• PROBLEM REQUIREMENTS: Output the listing in full. Every line stays exactly as it is.

RECORDED INFORMATION START

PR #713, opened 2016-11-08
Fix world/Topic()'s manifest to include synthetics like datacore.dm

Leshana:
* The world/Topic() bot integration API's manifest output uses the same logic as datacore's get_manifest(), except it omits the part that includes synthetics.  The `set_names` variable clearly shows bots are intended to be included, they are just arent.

RECORDED INFORMATION END

• SOLUTION TO THE PROBLEM:
PR #713, opened 2016-11-08
Fix world/Topic()'s manifest to include synthetics like datacore.dm

Leshana:
* The world/Topic() bot integration API's manifest output uses the same logic as datacore's get_manifest(), except it omits the part that includes synthetics.  The `set_names` variable clearly shows bots are intended to be included, they are just arent.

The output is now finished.